4. log.dir and log.dirs
Kafka saves all messages on disk, and these two parameters are used to configure the root directory where Kafka log files are stored. Generally, log.dir is used to configure a single root directory, while log.dirs is used to configure multiple root directories (separated by commas), but Kafka does not impose any mandatory restrictions on this, that is, both log.dir and log.dirs can be used to configure a single or multiple root directories. The priority of log.dirs is higher than that of log.dir, but if log.dirs is not configured, the configuration of log.dir will prevail. By default, only the log.dir parameter is configured, and its default value is / TMP / Kafka logs.
5. message.max.bytes
This parameter is used to specify the maximum message that the broker can receive. The default value is 1000012 (B), which is about 976.6KB. If the message sent by the Producer is greater than the value set by this parameter, the (Producer) will report an exception of RecordTooLargeException. If you need to modify this parameter, you should also consider the influence of parameters such as max.request.size (client parameter) and max.message.bytes (topic parameter). In order to avoid cascading effects caused by modifying this parameter, it is recommended to consider the feasibility of splitting messages before modifying this parameter.
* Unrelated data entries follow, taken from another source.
PR #865, opened 2023-07-19
Add is_even and is_odd to math module

data-man:


lerno:
Otherwise people might pull in a [library for it](https://stackoverflow.com/questions/64493511/why-is-there-a-is-even-package-on-npm)

lerno:
Thank you

data-man:
> Otherwise people might pull in a [library for it](https://stackoverflow.com/questions/64493511/why-is-there-a-is-even-package-on-npm)

My code is highly optimized! :-D

PR #866, opened 2023-07-19
Add `has` function to `Range` and `ExclusiveRange`.

data-man:


lerno:
I've been looking at alternative names, because "has" is rarely used. This is what other classes use:

`includes`
`contains`
`in_range`

There are also functions to see if:

1. A range is completely inside a range
2. A range is overlapping another range

And
- Creating the union of two ranges by taking the max and min of both.

data-man:
Ok.

The universal `contains` macro or additional `contains_range` function?

lerno:
As the method name.

lerno:
I'll accept this and update.

PR #872, opened 2023-07-21
`std::bits` fixes.

data-man:


lib/std/bits.c3
```diff
@@ -1,16 +1,14 @@
...
 /**
- * @require types::is_intlike($typeof(i)) `The input must be an integer or integer vector`
+ * @require types::is_intlike($typeof(self)) `The input must be an integer or integer vector`
  **/
-macro reverse(i) => $$bitreverse(i);
+macro reverse(self) => $$bitreverse(self);
 
 /**
- * @require types::is_intlike($typeof(i)) `The input must be an integer or integer vector`
+ * @require types::is_intlike($typeof(self)) `The input must be an integer or integer vector`
```
lerno, line 9: "self" should not be used on non-methods

lerno:
The bin_literal test needs to be updated to account for the change in variable name.

data-man:
I removed unrelated code for literals.

lerno:
I want to keep that code because it is still testing things that are not tested otherwise.

data-man:
> things that are not tested otherwise

`rotr` and `rotl`?

lerno:
Not just that, sometimes there are small changes that might be correct or not and sometimes a completely unrelated test will catch it.

data-man:
Fixed now, I hope.

lerno:
Thanks!

PR #882, opened 2023-07-25
add is_absolute and absolute methods to path::Path

pierrec:


pierrec:
Yes. Found an issue. Will re-submit once fixed.

pierrec:
Strange that CI fails on the wasm test. It passes on my laptop.

lerno:
I'll accept and check.

PR #883, opened 2023-07-26
use IoError.UNSUPPORTED_OPERATION instead of asserts; improve Path.walk

pierrec:


lib/std/io/os/fileinfo.c3
```diff
@@ -85,7 +85,7 @@ fn bool native_file_or_dir_exists(String path)
                 return posix::access(path.zstr_tcopy(), 0 /* F_OK */) != -1;
             };
         $default:
-            unreachable("Not supported");
+			return IoError.UNSUPPORTED_OPERATION?;
```
lerno, line 88: You need to have unreachable here.

lerno:
Thank you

There are also some server-side parameters not mentioned in this section. These parameters are also very important. They need to be described in separate chapters or scenarios. For example, unclean.leader.selection.enable, log.segment.bytes and other parameters will be mentioned in later chapters.
summary
Through the content introduction of the previous two chapters, I believe readers have a preliminary understanding of Kafka, and then we can officially start to study how to use Kafka correctly and effectively.